--- AVAILABLE RECORDS Enclosed Below ---

PR #1939, opened 2021-11-09
MAINT simpler bootstrap

hoodmane:
I got rid of `runPythonSimple` and instead of wrapping a `dict` as the first `PyProxy`, I wrap `_pyodide`. We can't import `pyodide` until after we hook up the Python and Javascript globals. But with `_pyodide` we can call `register_js_finder`, `register_js_module`, and `eval_code`. Calling `eval_code` directly allows us to return results from Python right away which makes the rest of the boostrap setup simpler.

### DIFF
--- a/src/core/main.c
+++ b/src/core/main.c
@@ -76,20 +76,6 @@ static struct PyModuleDef core_module_def = {
   .m_size = -1,
 };
 
-PyObject* init_dict;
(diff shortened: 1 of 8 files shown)


rth (approved):
This looks simpler indeed. Thanks!

PR #1942, opened 2021-11-10
ENH Add tofile and fromfile to buffer objects

hoodmane:
Javascript buffers require extra C support to write to / read from files without first copying the data. #1935 copies the archive an extra time, but with these APIs it won't need to.

- [x] Add / update tests


rth:
As names `from_file` and `to_file` I think would be clear enough (and analogous to [what is done for memoryviews](https://docs.python.org/3/c-api/memoryview.html)) . I find  reading from file into an existing PyProxy objects somewhat unclear, I would have expected `read_from_file` to be a class method. What bothers me a bit here is we would be inventing a custom serialization format, even if it's just the bytes stream. 

It would also be good to look more in details what API  for buffer serialization with minimal copy is used in Python. For instance there is [PEP 574](https://www.python.org/dev/peps/pep-0574/). Generally Python objects do not have a to_file or from_file methods but rather use pickle for that (related #1946 )

hoodmane:
> As names from_file and to_file I think would be clear enough

I'm not sure. `to_file` sounds like it is making a new file, rather than writing into an existing one?

Ah here is a method named exactly like that:
https://docs.python.org/3/library/array.html?highlight=tofile#array.array.tofile

hoodmane:
Okay let's name them `tofile` and `fromfile` since this matches with `array` from stdlib:
[docs.python.org/3/library/array.html?highlight=tofile#array.array.tofile](tofile)
[https://docs.python.org/3/library/array.html#array.array.fromfile](fromfile)

hoodmane:
Also, we can mount an existing buffer as a file without any copying using the `canOwn` argument to the emscripten `write` API. This would reduce us to the actual minimum number of copies when unpacking a zip archive.

hoodmane:
I guess I'm not sure about whether or not we should have the underscore: `to_file` or `tofile`, `to_bytes` or `tobytes`, etc. Array has them without underscores:
https://docs.python.org/3/library/array.html
but I assume other interfaces have them with underscores.

rth:
I would be +1 for the underscored version as more readable, also we already have `JsProxy.to_py`.

rth:
My impression is that  some of those method names in CPython are there for historical reasons and cannot be changed now, but I feel like newer API would have used the underscored version.

For instance,
 - historical API: `os.path.isfile`
 - new API: `pathlib.Path.is_file()`

and other examples in [pathlib](https://docs.python.org/3/library/pathlib.html#correspondence-to-tools-in-the-os-module)

But maybe I'm using pandas too much which has lots of `to_*` and `from_*` methods.

I'll respond to your earlier comments later.

hoodmane:
>  some of those method names in CPython are there for historical reasons and cannot be changed now

Seems right to me. In any case, since stdlib has examples of both I think we are in good shape as long as we stick to one convention. I think including the underscore makes more sense overall.

ryanking13:
+1 to including the underscore

src/py/_pyodide/_core_docs.py
```diff
@@ -124,6 +124,36 @@ def to_bytes(self) -> bytes:
...
         """
 
+    def to_file(self, fd: int):
+        """Writes the entire buffer to a file descriptor.
+
+        Will write the entire contents of the buffer to the current position of
+        the file descriptor.
+
+        Present only if the wrapped Javascript object is an ArrayBuffer or an
+        ArrayBuffer view.
```
rth, line 134: I think it would be help to have an example (adapted from your unit test) and an equivalent code that makes more copies. For instance,
```suggestion
ArrayBuffer view.

Example
------------
>>> from js import Uint8Array
>>> x = Uint8Array.new(range(10))
>>> with open('file.bin', 'w') as fh:
...    x.to_file(fh.fileno())

which is equivalent to,

>>> with open('file.bin', 'w') as fh:
...    fh.write(x.to_py().tobytes())

but the latter is less efficient and makes more memory copies.
```


(might need to add `# doctest: +SKIP`, or skip it in `conftest.py`) as there is probably no way to make it work from Python for doctests without building this for WASM.

src/py/_pyodide/_core_docs.py
```diff
@@ -124,6 +124,36 @@ def to_bytes(self) -> bytes:
...
+        """
+
+    def from_file(self, fd: int):
+        """Reads from a file descriptor into the buffer.
+
+        Will try to read a chunk of data of size the length of the buffer from
+        the current position of the file descriptor.
+
+        Present only if the wrapped Javascript object is an ArrayBuffer or an
+        ArrayBuffer view.
```
rth, line 144: Also an example would be good to really understand how to use this, something like,
```suggestion
        ArrayBuffer view.


Example
------------
>>> from js import Uint8Array
>>> # the JsProxy need to be pre-allocated
>>> x = Uint8Array.new(range(10))
>>> with open('file.bin', 'w') as fh:
...    x.read_file(fh.fileno())
which is equivalent to,
>>> with open('file.bin', 'w') as fh:
...    chunk = fh.read(size=x.byteLength)
...    # not sure how to assign this result to x buffer
but the latter is less efficient and makes more memory copies.
```

src/py/_pyodide/_core_docs.py
```diff
@@ -124,6 +124,36 @@ def to_bytes(self) -> bytes:
...
+        """
+
+    def _into_file(self, fd: int):
+        """Will write the entire contents of the buffer to the current position
+        of the file descriptor using ``canOwn : true``. If the file is in the
```
rth, line 149: I had to search emscripten source code to understand what this does. More explanations of what it means won't hurt.

Also couldn't this be a `tofile(fh, can_own=True)`?

rth (commented):
I understand this can be useful, but I think it need more examples to illustrate how to use these.

For `from_file` I understand the use case, but I still find it still unexpected that one needs to pre-allocate the JsProxy buffer with the correct size. If feels very low level. Are you aware of any Python modules that do similar things? For instance as far as I know array.fromfile doesn't need to know the size in advance.  https://docs.python.org/3/library/struct.html#struct.Struct.unpack does it, I guess. I'm not opposed to adding it, assuming there are more docstring examples.


> The point of this method is to avoid copying the data from the original buffer into the wasm heap just to write it into the file system.

It would be good to benchmark how much difference that copy would make?

src/py/_pyodide/_core_docs.py
```diff
@@ -124,6 +124,36 @@ def to_bytes(self) -> bytes:
         an ArrayBuffer view.
         """
 
+    def to_file(self, fd: int):
```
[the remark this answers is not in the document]
hoodmane: > Couldn't we take the file object as input instead?

Yes we could if you prefer. I was concerned that some IO objects don't have file descriptors, but we can just let the `OSError` be raised then. In my debugging, I more often just have a file descriptor so taking a file descriptor is useful to me. But I can just use `os.fdopen` to wrap my file descriptor in a file.

src/py/_pyodide/_core_docs.py
hoodmane: > couldn't this be a `tofile(fh, can_own=True)`?

It could be, but I would prefer to keep this one as a private API for now because it's a bit "unsafe". In particular, after mounting this `ArrayBuffer` into the file system, the file system "owns" the buffer so file operations on the file could be cached in the wasm memory. Changing the buffer directly can cause data corruption.

hoodmane: This `_into_file` command is intended primarily as an optimization for `unpack_archive`. It eliminates another copy compared to `to_file`

#### original code (3 copies)
```py
resp = await pyfetch("archive.zip")
bytes = await resp.bytes() # copy data into wasm heap
f.write(bytes) # copy data into memfs
shutil.unpack_archive(f.name) # copy data from memfs into wasm heap
```

#### to_file (2 copy)
```py
resp = await pyfetch("archive.zip")
buf = await resp.buffer() # no copy
buf.to_file(f) # copy data into memfs
shutil.unpack_archive(f.name) # copy data from memfs into wasm heap
```
vs
#### into_file (1 copy)
```py
resp = await pyfetch("archive.zip")
buf = await resp.buffer() # no copy
buf._into_file(f) # no copy, give memfs ownership of buf
shutil.unpack_archive(f.name) # copy data from memfs into wasm heap
```

hoodmane: How's it look now?

src/py/_pyodide/_core_docs.py
```diff
@@ -124,6 +125,81 @@ def to_bytes(self) -> bytes:
...
+
+        Will write the entire contents of the buffer to the current position of
+        the file.
+
+        Present only if the wrapped Javascript object is an ArrayBuffer or an
+        ArrayBuffer view.
+
+        Example
+        ------------
+        >>> import pytest; pytest.skip()
```
rth, line 139: We should find a better way of doing this but for now it's fine.

docs/project/changelog.md
```diff
@@ -46,6 +46,10 @@ substitutions:
   {any}`JsProxy.to_memoryview` to allow for conversion of `TypedArray` to
   standard Python types without unneeded copies. {pr}`1864`
 
+- {{Enhancement}} Added {any}`JsProxy.to_file` and {any}`JsProxy.from_file` to
+  allow reading and writing Javascript buffers to files without unneeded copies.
```
rth, line 50: Maybe,

```suggestion
  allow reading and writing Javascript buffers to files as a byte stream without unneeded copies.
```
as otherwise the question is what format we use for serialization.

src/py/_pyodide/_core_docs.py
```diff
@@ -124,6 +125,81 @@ def to_bytes(self) -> bytes:
...
+        ...    data = x.to_bytes()
+        ...    fh.write(data)
+        but the latter copies the data twice whereas the former only copies the
+        data once.
+        """
+
+    def from_file(self, file: IOBase):
+        """Reads from a file into the buffer.
+
+        Will try to read a chunk of data of size the length of the buffer from
```
rth, line 155: It's slightly hard to parse with so many `of`

Maybe,
```suggestion
        Will try to read a chunk of data corresponding to the length of the buffer from
```

rth (approved):
Thanks! Already having the file objects instead of the file descriptors feels much more user friendly..

LGTM.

--- End of Enclosed AVAILABLE RECORDS ---

--- PROBLEM TO SOLVE ---
Search the entries for the word "CPython". Copy every line where it occurs.

--- TASK OUTPUT ---
My impression is that  some of those method names in CPython are there for historical reasons and cannot be changed now, but I feel like newer API would have used the underscored version.
>  some of those method names in CPython are there for historical reasons and cannot be changed now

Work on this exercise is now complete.